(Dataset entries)
★ ★ ★ ★ ★

Issue #743, opened 2023-08-05
Completion "hangs" with no response 


vrubezhny:
In some cases Completion hardly "hangs" without a response from server logged, like:
```
[2023-07-20T15:04:27.107621992+02:00] LSP4E_TO_LANGUAGE_SERVER org.eclipse.wildwebdeveloper.xml:
{"jsonrpc":"2.0","id":"31","method":"textDocument/completion","params":{"textDocument":{"uri":"file:///home/jeremy/projects/eclipse/source/tycho/demo/osgi-repository/repository/pom.xml"},"position":{"line":36,"character":5}}}
```
For reference issue see: https://github.com/eclipse/lemminx-maven/issues/444

I believe LSP4E has problems in sending a request to the server, - a problem which I'd like to be investigated - so the response cannot be generated, but even if a LS is causing the problem, completion request is never finishes on LSP4E due to "infinite waiting on the completion future by calling `.get()`:
https://github.com/eclipse/lsp4e/blob/55ce45f20dba1147cfa8383412f0105bfe96fc2e/org.eclipse.lsp4e/src/org/eclipse/lsp4e/operations/completion/LSContentAssistProcessor.java#L114C11-L114C11
```java
this.completionLanguageServersFuture = LanguageServers.forDocument(document)
	.withFilter(capabilities -> capabilities.getCompletionProvider() != null)
	.collectAll((w, ls) -> ls.getTextDocumentService().completion(param)
		.thenAccept(completion -> proposals.addAll(toProposals(document, offset, completion, w))));
this.completionLanguageServersFuture.get();
```
While it's very difficult to catch the reason of sending request/receiving response failures, the using `CompletableFuture.get()` is to be strongly avoided.

angelozerr:
Using `this.completionLanguageServersFuture.get();` means that you trust the language server, but if language server return a result whish never finish, the this.completionLanguageServersFuture.get() is never free.

If user open several completions, a Thread is taken again from the pool again and after several completion, there is no Thread in the pool and language server becomes unusable not only with completion but with other features like highlighting, validation etc

I suspect that this issue with strange error comes from that there is not Thread in the pool https://github.com/eclipse-wildwebdeveloper/wildwebdeveloper/issues/1251

[...]

PR #744, opened 2023-08-05
Completion "hangs" with no response #743

vrubezhny:
Getting rid of infinite waiting in LSContentAssistProcessor

Issue: #743

### DIFF
--- a/org.eclipse.lsp4e/src/org/eclipse/lsp4e/operations/completion/LSContentAssistProcessor.java
+++ b/org.eclipse.lsp4e/src/org/eclipse/lsp4e/operations/completion/LSContentAssistProcessor.java
@@ -64,6 +64,7 @@ import com.google.common.base.Strings;
 public class LSContentAssistProcessor implements IContentAssistProcessor {
 
 	private static final long TRIGGERS_TIMEOUT = 50;
+	private static final long GET_TIMEOUT = 1000;
 	private static final long CONTEXT_INFORMATION_TIMEOUT = 1000;
 	private IDocument currentDocument;
 	private String errorMessage;
@@ -111,7 +112,7 @@ public class LSContentAssistProcessor implements IContentAssistProcessor {
 					.withFilter(capabilities -> capabilities.getCompletionProvider() != null)
 					.collectAll((w, ls) -> ls.getTextDocumentService().completion(param)
 							.thenAccept(completion -> proposals.addAll(toProposals(document, offset, completion, w))));
-			this.completionLanguageServersFuture.get();
+			this.completionLanguageServersFuture.get(GET_TIMEOUT, TimeUnit.MILLISECONDS);
 		} catch (ResponseErrorException | ExecutionException e) {
 			if (!CancellationUtil.isRequestCancelledException(e)) { // do not report error if the server has cancelled the request
 				LanguageServerPlugin.logError(e);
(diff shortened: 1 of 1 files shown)


vrubezhny:
IMHO, the failing JUnit test cases are not related to the fix - the PR is built 3 times - every time the test failures were different.

vrubezhny:
Unfortunately, the stack trace doesn't allow to determine which exact test generated the TimeoutException:
```
org.eclipse.lsp4e.test.edit.LSPEclipseUtilsTest.testResourceOperations -- Time elapsed: 0.116 s <<< FAILURE!
java.lang.AssertionError: Some errors were logged expected:<[]> but was:<[Status ERROR: org.eclipse.lsp4e code=0 TimeoutException java.util.concurrent.TimeoutException]>
	at org.junit.Assert.fail(Assert.java:89)
	at org.junit.Assert.failNotEquals(Assert.java:835)
	at org.junit.Assert.assertEquals(Assert.java:120)
	at org.eclipse.lsp4e.test.NoErrorLoggedRule.finished(NoErrorLoggedRule.java:61)

```
and
```
SEVERE: Status ERROR: org.eclipse.lsp4e code=0 TimeoutException java.util.concurrent.TimeoutException
java.util.concurrent.TimeoutException
	at java.base/java.util.concurrent.CompletableFuture.timedGet(CompletableFuture.java:1960)
	at java.base/java.util.concurrent.CompletableFuture.get(CompletableFuture.java:2095)
	at org.eclipse.lsp4e.LanguageServerWrapper.lambda$10(LanguageServerWrapper.java:458)
	at java.base/java.lang.Thread.run(Thread.java:833)
```
But as we don't see any tests failed - it looks like actually the `LSPEclipseUtilsTest.testResourceOperations` test cases is succeeded - and timeout exception actually didn't hurt the execution, but `NoErrorLoggedRule` rule has marked it as "failed".
I don't know if it was actually a real "resource operation problem" or it's just that it took too much time for some reason - it still worth investigating, but timeouts may happen and logged and in most real cases are not because of any failure - we just need to be prepared and process them accordingly.

sebthom:
@vrubezhny I created PR #749 which should improve the build stability.

angelozerr:
Please see an another proposal to fix completion hang https://github.com/eclipse/lsp4e/pull/750

rubenporras:
@vrubezhny, I think the approach proposed by @angelozerr is preferable, as it does not need a timeout that might discard useful answers just because they are a bit too late, and I also expect it would be more responsive as it is able to cancel futures that are no longer needed. What do you think?

mickaelistria:
> I already addressed some of them but I feel it is getting worse. maybe something in the jenkins infrastructure changed

I have not followed recent developments as I was on holiday, but often when this has happened, it can be caused by an actual performance regression in LSP4E itself more than an infra issue.

mickaelistria:
Damn, I hit "merge" by mistake.
For completion processors, operations can be very long yet very valuable. For some cases where completion would be a very deep analyzer, it could be OK to wait 15 seconds for the output of a completion request (imagine this one generates a whole software...).
What we want here is indeed @rubenporras mentioned and @angelozerr suggests: support for proper cancellation.
So I'm reverting it.

rubenporras:
I am not sure if in addition to @angelozerr suggestion, we still need this PR or some improved version, but I am happy that we are cautious here. The cancellation support could be merged and it should improve the situation, what do you think, @mickaelistria ?

PR #750, opened 2023-08-08
Completion "hangs" with no response

angelozerr:
After emulating a long process (which can be cancellable), and debugging LSP4E the thing which is the most important is to cancel  the following future

https://github.com/eclipse/lsp4e/blob/55ce45f20dba1147cfa8383412f0105bfe96fc2e/org.eclipse.lsp4e/src/org/eclipse/lsp4e/operations/completion/LSContentAssistProcessor.java#L114

when a new completion is triggered. I think we can live with just one future which do a .get(). If this future is cancel it is good. The master problem is that as future was never cancelled,, after some several completion,the Thread pooling was not free.

My PR fixes this problem and more, because it supports cancelllation support for completion. For maven completion for instance it is very interesting to have this feature to cancel ASAP the compute of the completion by using LSP4J cancelchecker https://github.com/eclipse/lemminx-maven/blob/0f3337bcc40244905d1fad9a7b2b522e26e17d26/lemminx-maven/src/main/java/org/eclipse/lemminx/extensions/maven/participants/completion/MavenCompletionParticipant.java#L203


angelozerr:
IMHO I think this CancellationSupport should be hosted by the LanguageServers API.

Today we have ` LanguageServers.forDocument(document)....colectAll(w, ls)`

I think we should have `LanguageServers.forDocument(document)...collectAll(context, cancelChecker)`

 * context could have getter for the LanguageServer, the LanguageServerWrapper and the execute method that I add in the CancellationSupport (it does nothing than add a future in the futures to cancel)
 * cancelChecker check that the main future is not cancelled. When the main future will be cancelled, the call of checkCancelled will throw a CancelllationException

rubenporras:
> IMHO I think this CancellationSupport should be hosted by the LanguageServers API.
> 
> Today we have ` LanguageServers.forDocument(document)....colectAll(w, ls)`
> 
> I think we should have `LanguageServers.forDocument(document)...collectAll(context, cancelChecker)`
> 
> * context could have getter for the LanguageServer, the LanguageServerWrapper and the execute method that I add in the CancellationSupport (it does nothing than add a future in the futures to cancel)
> * cancelChecker check that the main future is not cancelled. When the main future will be cancelled, the call of checkCancelled will throw a CancelllationException

@ahmedneilhussain , what do you think of the proposal of adding the API to collectAll?

ahmedneilhussain:
> 
> won't work because the implementation of `collectAll` is unable to get at the raw completable futures.

Thinking about it a bit more, I suppose we could adopt an aspect-oriented approach and make the executor pass in a proxied wrapper of the language server that could decorate the result of `hover()`. It would be a bit fiddly, but might be possible. However I'm not sure it would play well with custom extensions of the LanguageServer interface.

angelozerr:
After implementing cancellation support in lsp4ij for all operations I think my original idea the PR I did is the better solution which is simple and gives master of which future it should be cancelled.

Sorry to give you some confusions with suggestions with move canncellation support la the API

rubenporras:
I would like to merge this PR before the release, as it does not introduce any public class, we can refactor later if needed, and it clearly improves the current behaviour. What do you think @mickaelistria ?

mickaelistria:
Please wait a bit, I'd review it before the end of this day.

rubenporras:
sure, I will wait with the release until you review it.

mickaelistria:
I think this PR is good. I wish we can make cancellation feel a bit more native later (by having `cancel` on the compound feature) but it can be a next iteration and this PR can serve as a good basis.
@angelozerr do you think it would be doable to write a test-case for it? Cancellation is a non-trivial topic and I'm afraid it will be easy to introduce regressions if we don't have some checks to cover it.

rubenporras:
Since this PR might not be ready, I will proceed with the release without it. Thanks

angelozerr:
> think this PR is good. I wish we can make cancellation feel a bit more native later

I m using this cancellation support in IJ for all opérations and it seems it is working prêtre well.

I tried to do à smarter cancellation support but the code was very complex so I give up.

IHMO I think this PR is very important since completion is opened anywhere and dont free thread. 

I m sorry I will not have time to write tests. I wanted just to share with lsp4e how I implemented cancel support in IJ

mickaelistria:
Yes, sorry, I forgot about it. Thanks all for this good addition!

PR #753, opened 2023-08-10
Cannot open any css file with the generic editor #752

vrubezhny:
Fixes: #752


org.eclipse.lsp4e/src/org/eclipse/lsp4e/outline/LSSymbolsContentProvider.java
```diff
@@ -86,14 +85,14 @@ public static final class OutlineViewerInput {
...
-			TextDocumentIdentifier docIdentifier = LSPEclipseUtils.toTextDocumentIdentifier(document);
 			if (path == null) {
 				documentFile = null;
 				URI uri;
 				// Set the documentURI if valid URI for LSs that use custom protocols e.g. jdt://
 				try {
+					TextDocumentIdentifier docIdentifier = LSPEclipseUtils.toTextDocumentIdentifier(document);
 					uri = new URI(docIdentifier.getUri());
-				} catch (URISyntaxException e) {
+				} catch (Exception e) {
```
akurtakov, line 95: Catching Exception is really bad style. As this PR is about fixing NPE couldn't you keep the original exception and do an extra null check.

vrubezhny: Added a null-check for document URI and  restored catching original `URISyntaxException`

sebthom (approved):

PR #755, opened 2023-08-10
add LanguageServerWrapper#getProcessHandle()

sebthom:
This PR adds the `LanguageServerWrapper#getProcessHandle()` method and enriches the the `LanguageServerWrapper#toString()` info with the pid of the underlying LS process.

The `LanguageServerWrapper#getProcessHandle()` will also be useful when implementing a LanguageServers UI view to access information such as pid, working directory or command of the underlying LS process.


vrubezhny (commented):
@sebthom How about making  `LoggingStreamConnectionProviderProxy` to also implement `IAdaptab;e`? Otherwise its clients will not be able to obtain process handle, will they?

angelozerr:
Same thing for LaunchConfigurationStreamProvider I think?

vrubezhny:
@sebthom Looks good to me.  Having access to  process handle is a good thing, so  `+1`

PR #762, opened 2023-08-16
export format package

### LINKED ISSUE #761: Support LSP based source code formatting on file save
As a user of a LSP based editor I want to format my source code on a file save action. (see this [cdt-lsp issue](https://github.com/eclipse-cdt/cdt-lsp/issues/178))

Therefor I want to use the `org.eclipse.lsp4e.operations.format.LSPFormatter` class. The package `org.eclipse.lsp4e.operations.format` should be exported.

ghentschke:
This package is needed in DocumentProviders of LSP based editors to support the format on file save action. Only needed for servers who do not support willSaveWaitUntil

fixes #761

### DIFF
--- a/org.eclipse.lsp4e/META-INF/MANIFEST.MF
+++ b/org.eclipse.lsp4e/META-INF/MANIFEST.MF
@@ -50,6 +50,7 @@ Export-Package: org.eclipse.lsp4e;x-internal:=true,
  org.eclipse.lsp4e.operations.codeactions;x-internal:=true,
  org.eclipse.lsp4e.command;x-internal:=true,
  org.eclipse.lsp4e.operations.completion;x-internal:=true,
+ org.eclipse.lsp4e.operations.format;x-internal:=true,
  org.eclipse.lsp4e.operations.hover;x-internal:=true,
  org.eclipse.lsp4e.outline;x-internal:=true,
  org.eclipse.lsp4e.server;version="0.1.0"


ghentschke:
I think the Jenkins build job hangs...

rubenporras:
How would you like to use the API? Are you going to have react to a "saved" event? 

Will the format operation not leave the editor dirty? Would the operation save the buffer as well after applying format to avoid that?

How do you plan to deal with concurrent edits that could happen after the user saves but before the format request is processed?

I the reason I am asking is to make your aware of these problems. My reason for using `willSaveWaitUntil` was to avoid these problems.

ghentschke:
> How would you like to use the API? Are you going to have react to a "saved" event?

Yes. I'am using the  `org.eclipse.ui.editors.documentProviders` extension point for a `LspDoucmentProvider` who extends the  `TextFileDocumentProvider` and overwrite the `createSaveOperation` method.

> Will the format operation not leave the editor dirty?

No. 

>  Would the operation save the buffer as well after applying format to avoid that?

Yes., the buffer will be saved after applying the format changes (if this is enabled)

> How do you plan to deal with concurrent edits that could happen after the user saves but before the format request is processed?

Thank you. This is an open  issue. I assume the time window for the changes is very small, since there is a 1s timeout for the server to process. My implementation is similar to the existing format-on-save in the old C/C++ Editor in cdt. Except that the `TextEdit`'s comes from the LSP server now.

Please check my [WIP PR #178](https://github.com/eclipse-cdt/cdt-lsp/pull/179) on cdt-lsp for format-on-save

PR #764, opened 2023-08-20
support PendingUpdateAdapter in SymbolsLabelProvider

### LINKED ISSUE #763: Support PendingUpdateAdapter in SymbolsLabelProvider
In [cdt-lsp](https://github.com/eclipse-cdt/cdt-lsp) project we use the `org.eclipse.lsp4e.outline.SymbolsLabelProvider` to provide symbols label in the Project Explorer view to our Content Provider. 
When the language server has to build a large AST for the file, the calculation of the tree can take some time.
It would be great when the `SymbolsLabelProvider` would support the `PendingUpdateAdapter` object in `org.eclipse.lsp4e.outline.SymbolsLabelProvider.getImage(Object)` and `org.eclipse.lsp4e.outline.SymbolsLabelProvider.getStyledText(Object)` to display 'Computing symbols...':
image

i.e.:
```java
if (element == LSSymbolsContentProvider.COMPUTING || element instanceof PendingUpdateAdapter) {
	return new StyledString(Messages.outline_computingSymbols);
}
```

See also [cdt-lsp #186](https://github.com/eclipse-cdt/cdt-lsp/pull/186)

WDYT?

ghentschke:
fixes #763

### DIFF
--- a/org.eclipse.lsp4e/src/org/eclipse/lsp4e/outline/SymbolsLabelProvider.java
+++ b/org.eclipse.lsp4e/src/org/eclipse/lsp4e/outline/SymbolsLabelProvider.java
@@ -120,7 +120,7 @@ public class SymbolsLabelProvider extends LabelProvider
 		if (element == null){
 			return null;
 		}
-		if (element == LSSymbolsContentProvider.COMPUTING || element instanceof PendingUpdateAdapter) {
+		if (element instanceof PendingUpdateAdapter) {
 			return JFaceResources.getImage(ProgressManager.WAITING_JOB_KEY);
 		}
 		if (element instanceof Throwable) {
@@ -252,7 +252,7 @@ public class SymbolsLabelProvider extends LabelProvider
 	@Override
 	public StyledString getStyledText(Object element) {
 
-		if (element == LSSymbolsContentProvider.COMPUTING || element instanceof PendingUpdateAdapter) {
+		if (element instanceof PendingUpdateAdapter) {
 			return new StyledString(Messages.outline_computingSymbols);
 		}
 		if (element instanceof Throwable throwable) {
@@ -329,14 +329,14 @@ public class SymbolsLabelProvider extends LabelProvider
 		}
 		return res;
 	}
-	
+
 	private boolean isDeprecated(List<SymbolTag> tags) {
 		if(tags != null){
 			return tags.contains(SymbolTag.Deprecated);
 		}
 		return false;
 	}
-	
+
 	@Override
 	public void restoreState(IMemento aMemento) {
 	}
--- a/org.eclipse.lsp4e/src/org/eclipse/lsp4e/outline/SymbolsLabelProvider.java
+++ b/org.eclipse.lsp4e/src/org/eclipse/lsp4e/outline/SymbolsLabelProvider.java
@@ -60,6 +60,7 @@ import org.eclipse.ui.ISharedImages;
 import org.eclipse.ui.internal.progress.ProgressManager;
 import org.eclipse.ui.navigator.ICommonContentExtensionSite;
 import org.eclipse.ui.navigator.ICommonLabelProvider;
+import org.eclipse.ui.progress.PendingUpdateAdapter;
 
 import com.google.common.collect.RangeMap;
 import com.google.common.collect.TreeRangeMap;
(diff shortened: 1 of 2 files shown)


org.eclipse.lsp4e/src/org/eclipse/lsp4e/outline/SymbolsLabelProvider.java
```diff
@@ -119,7 +120,7 @@ public Image getImage(Object element) {
 		if (element == null){
 			return null;
 		}
-		if (element == LSSymbolsContentProvider.COMPUTING) {
+		if (element == LSSymbolsContentProvider.COMPUTING || element instanceof PendingUpdateAdapter) {
```
rubenporras, line 123: Hi @ghentschke , 

I have read the class but I still do not understand the change. Which code is creating objects of this type in the context of LSP4E?

mickaelistria:
Shouldn't we just replace the `COMPUTING` object (remove it) in favor or PendingUpdateAdapter ?

rubenporras:
> Shouldn't we just replace the `COMPUTING` object (remove it) in favor or PendingUpdateAdapter ?

This has also been my first thought when I look at the PR. That org.eclipse.lsp4e.outline.LSSymbolsContentProvider.COMPUTING would be an instance of `PendingUpdateAdapter`, but what would be the relation with **ctd-lsp**?

ghentschke:
> Shouldn't we just replace the COMPUTING object (remove it) in favor or PendingUpdateAdapter ?

 > This has also been my first thought when I look at the PR. That org.eclipse.lsp4e.outline.LSSymbolsContentProvider.COMPUTING would be an instance of PendingUpdateAdapter, but what would be the relation with ctd-lsp?

 I assume that the replacment of the COMPUTING  object would be a better appproach. In cdt-lsp we use the  `PendingUpdateAdapter` object while the asynchronous fetch of the translation unit symbols via LS in ongoing. This is the default object returned by `org.eclipse.ui.progress.DeferredTreeContentManager` in `getChildren` as placeholder:
 ```java
	/**
	 * Returns the child elements of the given element, or in the case of a deferred
	 * element, returns a placeholder. If a deferred element is used, a job is
	 * created to fetch the children in the background.
	 *
	 * @param parent The parent object.
	 * @return Object[] or <code>null</code> if parent is not an instance of
	 *         IDeferredWorkbenchAdapter.
	 */
	public Object[] getChildren(final Object parent) {
		IDeferredWorkbenchAdapter element = getAdapter(parent);
		if (element == null) {
			return null;
		}
		PendingUpdateAdapter placeholder = createPendingUpdateAdapter();
		startFetchingDeferredChildren(parent, element, placeholder);
		return new Object[] { placeholder };
	}
```

File: org.eclipse.lsp4e/src/org/eclipse/lsp4e/outline/SymbolsLabelProvider.java (hunk 1 above)
Comment (ghentschke) [reply org.eclipse.lsp4e/src/org/eclipse/lsp4e/outline/SymbolsLabelProvider.java]: It comes from `org.eclipse.ui.progress.DeferredTreeContentManager.getChildren(Object)` which is used to calculate the symbols for the Project Explorer tree asynchronously:
```java
	public Object[] getChildren(final Object parent) {
		IDeferredWorkbenchAdapter element = getAdapter(parent);
		if (element == null) {
			return null;
		}
		PendingUpdateAdapter placeholder = createPendingUpdateAdapter();
		startFetchingDeferredChildren(parent, element, placeholder);
		return new Object[] { placeholder };
	}
```

mickaelistria (approved):

org.eclipse.lsp4e/src/org/eclipse/lsp4e/outline/SymbolsLabelProvider.java
```diff
@@ -252,7 +252,7 @@ public String getText(Object element) {
 	@Override
 	public StyledString getStyledText(Object element) {
 
-		if (element == LSSymbolsContentProvider.COMPUTING || element instanceof PendingUpdateAdapter) {
+		if (element instanceof PendingUpdateAdapter) {
```
rubenporras, line 255: would it be good for UI consistency to replace LSP4E custom message with 
```
if (element instanceof PendingUpdateAdapter pendingUpdate) {
  pendingUpdate.getLaber(null);
}
```

rubenporras (approved):

org.eclipse.lsp4e/src/org/eclipse/lsp4e/outline/SymbolsLabelProvider.java
mickaelistria: I think it might even better for consistency to use directly a `WorkbenchLabelProvider` as super and return `super.getStyledText()` in case the element is not a LS symbol.
But the current patch is clearly a good improvement already. Let's merge.

Issue #741, opened 2023-08-02
ItemDefaults client capability is not implemented


angelozerr:
We have supported ItemDefaults with our XMLLanguage Server to speed the completion for lemmix maven which can return big list (artifact completion) but we cannot benefit with  feature since LSP4E client doesntsend thepropre completion ItemDefaults capability.

In vscode it send:

```
 "completionList": {
                    "itemDefaults": [
                        "commitCharacters",
                        "editRange",
                        "insertTextFormat",
                        "insertTextMode"
                    ]
                }
```

mickaelistria:
There is support for itemDefaults, see https://github.com/eclipse/lsp4e/blob/92abe97f21f72dca1f07bb6e16fa452b1763c272/org.eclipse.lsp4e/src/org/eclipse/lsp4e/operations/completion/LSContentAssistProcessor.java#L230 and #599  . Can you please elaborate what is missing?

angelozerr:
The language server needs to know if the LSP client support Item defaults to generate completion with default. In other words it misses the LSP4E completion client capability, 

See LSP4IJ https://github.com/redhat-developer/intellij-quarkus/blob/a0e94debf4d88d0866ab081491f8fe81ae547304/src/main/java/com/redhat/devtools/intellij/lsp4ij/internal/SupportedFeatures.java#L58C26-L58C43

mickaelistria:
ah ok, thanks. I'm patchingit.

angelozerr:
And LSP4E  don't support item default with editRange which IMHO is the most used to avoid generating a big JSON with the same edit range. See LSP4IJ https://github.com/redhat-developer/intellij-quarkus/blob/a0e94debf4d88d0866ab081491f8fe81ae547304/src/main/java/com/redhat/devtools/intellij/lsp4ij/operations/completion/LSPCompletionContributor.java#L148

angelozerr:
To check that it is working, I suggest that you open completion with XML, it should return completion list with default editRange and not an editRange per completion item.

PR #782, opened 2023-08-25
Declare itemDefaults capabilities

mickaelistria:
Fixes https://github.com/eclipse/lsp4e/issues/741


org.eclipse.lsp4e/src/org/eclipse/lsp4e/internal/SupportedFeatures.java
```diff
@@ -84,6 +85,10 @@ public class SupportedFeatures {
 		completionItemCapabilities.setResolveSupport(new CompletionItemResolveSupportCapabilities(List.of("documentation", "detail", "additionalTextEdits"))); //$NON-NLS-1$ //$NON-NLS-2$ //$NON-NLS-3$
 		final var completionCapabilities = new CompletionCapabilities(completionItemCapabilities);
 		completionCapabilities.setContextSupport(Boolean.TRUE);
+		completionCapabilities.setCompletionList(new CompletionListCapabilities(List.of("commitCharacters", //$NON-NLS-1$
+                        "editRange", //$NON-NLS-1$
```
angelozerr, line 89: You don't support it I think.

angelozerr:
It looks good, but I suggest really to test that XML language server completion returns default value for edit range and  check completion continue to work.

PR #945, opened 2024-03-09
add missing array outline icon

sebthom:
The LSPImages class references a non-existing array.png:
https://github.com/eclipse/lsp4e/blob/838b4c98cde21b4241aea1b9d67b78724fbf652e/org.eclipse.lsp4e/src/org/eclipse/lsp4e/ui/LSPImages.java#L101

This results in a red dot being displayed for array/lists in the outline:

image


mickaelistria:
Thank you!

PR #947, opened 2024-03-15
Create job to monitor the initialization of the language server

joaodinissf:
This commit creates the method `createInitializeLanguageServerJob()` in the LanguageServerWrapper, which returns a Job that can be used to monitor the initialization process of a language server.


org.eclipse.lsp4e/src/org/eclipse/lsp4e/LanguageServerWrapper.java
```diff
@@ -713,13 +738,7 @@ protected CompletableFuture<LanguageServer> getInitializedServer() {
...
 		if (initializeFuture != null && !this.initializeFuture.isDone()) {
 			if (Display.getCurrent() != null) { // UI Thread
-				final var waitForInitialization = new Job(Messages.initializeLanguageServer_job) {
-					@Override
-					protected IStatus run(IProgressMonitor monitor) {
-						initializeFuture.join();
-						return Status.OK_STATUS;
-					}
-				};
+				final Job waitForInitialization = createInitializeLanguageServerJob();
```
rubenporras, line 741: @mickaelistria , the PR makes sense to me as it is, but I wonder if we need a blocking dialog if we introduce a normal progress bar as part of this PR. To me blocking dialogs is something we should avoid, and I do not know about any feature that would require it.

Could we remove this block as part of the PR? I think it was introduced by you in https://github.com/eclipse/lsp4e/commit/9c23de59f4d9d656051b930e56b008b6a4da951e#diff-a27e5243bbfe3244b1bd63bf3fee0cbac1747e63479eee932391b08b4bb62257, so maybe you know what was the use case behind.

Regards

joaodinissf: @mickaelistria Have you had a chance to go over this PR? Thanks in advance.

mickaelistria: > I wonder if we need a blocking dialog if we introduce a normal progress bar as part of this PR. To me blocking dialogs is something we should avoid, and I do not know about any feature that would require it.

I don't think the blocking dialog is really intentional. If you want some other dialog to report progress, that's most likely fine to implement.
But that seems like a topic for a separate dedicated PR.

mickaelistria (approved):
The change looks good to me.

org.eclipse.lsp4e/src/org/eclipse/lsp4e/LanguageServerWrapper.java
```diff
@@ -713,13 +756,7 @@ protected CompletableFuture<LanguageServer> getInitializedServer() {
...
```
rubenporras, line 759: @joaodinissf , is initializeFutureNumberOfStages = 7 correct also for this case?

rubenporras: I think it can happen that the number of stages is not accurate for the UI pop-up, but since I think we should remove the pop-up in a new PR, we can merge this one nevertheless.

rubenporras (approved):

org.eclipse.lsp4e/src/org/eclipse/lsp4e/LanguageServerWrapper.java
joaodinissf: I'll create a separate PR for the removal of the pop-up.

PR #950, opened 2024-03-20
Fix build failure by removing dependency on org.eclipse.osgi.services

joaodinissf:


rubenporras:
thanks.

rubenporras:
@mickaelistria , this fixes the current build failures, I do not see a problem with the PR, but if you see one, please tell me :)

★ ★ ★ ★ ★

YOUR GOAL:
Write out each line above containing "Messages".

RESULT:
	return new StyledString(Messages.outline_computingSymbols);
 			return new StyledString(Messages.outline_computingSymbols);
-				final var waitForInitialization = new Job(Messages.initializeLanguageServer_job) {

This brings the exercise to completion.